Re: APL Under-bar Characters from Ken Whistler on 2015-08-18 (Unicode Mail List Archive)

From: Ken Whistler <kenwhistler_at_att.net>
Date: Tue, 18 Aug 2015 10:13:15 -0700

On 8/18/2015 9:45 AM, Doug Ewell wrote:
> Ken Whistler <kenwhistler at att dot net> wrote:
>
> Then we're back to the central point that Alex Weiner originally
> expressed, in arguing for the encoding of precomposed letters with
> underbar:
>> The string length functionality would view an 'A' code point combined
>> with an '_' code point as an item that has two elements, while
>> something that looks like 'A' Should be atomic, and return a length
>> of one.
>

Precisely.

And instead of pushing for the impossible, the correct solution here
involves dividing and conquering:

1. If the issue is just the *presentation* of legacy APL materials showing
the traditional IBM uppercase italic letters with underscores, then
fix some fonts, use the combining character sequences (or styling,
makes no matter), and edit away with existing characters, and with
no implications for APL implementations.

2. If the issue is *augmentation* of APL implementations to have an
additional A-Z set of character symbols, beyond the upper- and lowercase
ones apparently supported by most APL fonts and implementations,
then pick one of the existing, encoded, mathematical alphabets
and have done with it. There are 13 to choose from! The sans-serif
italic set might make a nice choice. And for the cherry on top, in
the APL fonts, draw a non-connecting underline beneath your
26 new letters to please traditionalists.
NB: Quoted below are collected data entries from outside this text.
Issue #6559, opened 2020-04-02
Parse 4: Case-insensitive indexes cause huge performance problems for regex queries


rdhelms:
### Issue Description

---

TL;DR
- Should we add a [hint](https://docs.mongodb.com/manual/reference/method/cursor.hint/) to regex queries to make sure they don't attempt to use the case-insensitive index?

The reason to do #2 is that the implementations of APL, because of
the very nature of the language, need their "characters" to have
a fixed size, so that each element of a data array of "characters"
is exactly one "character".

The oopsie for #2, of course, is that if your APL implementation is
actually using 16-bit code *units* for your characters, it is still
stuck in a UCS-2 world, and can't handle UTF-16, because that
once again breaks the ironclad rule that 1 "character" equals
one data element in the array.

The fix for the oopsie is to upgrade the APL implementations to UTF-32.
At that point, the supplementary character problem goes away,
and APL could freely augment its sets of A-Z symbols with the
mathematical alphanumeric symbols without further ado.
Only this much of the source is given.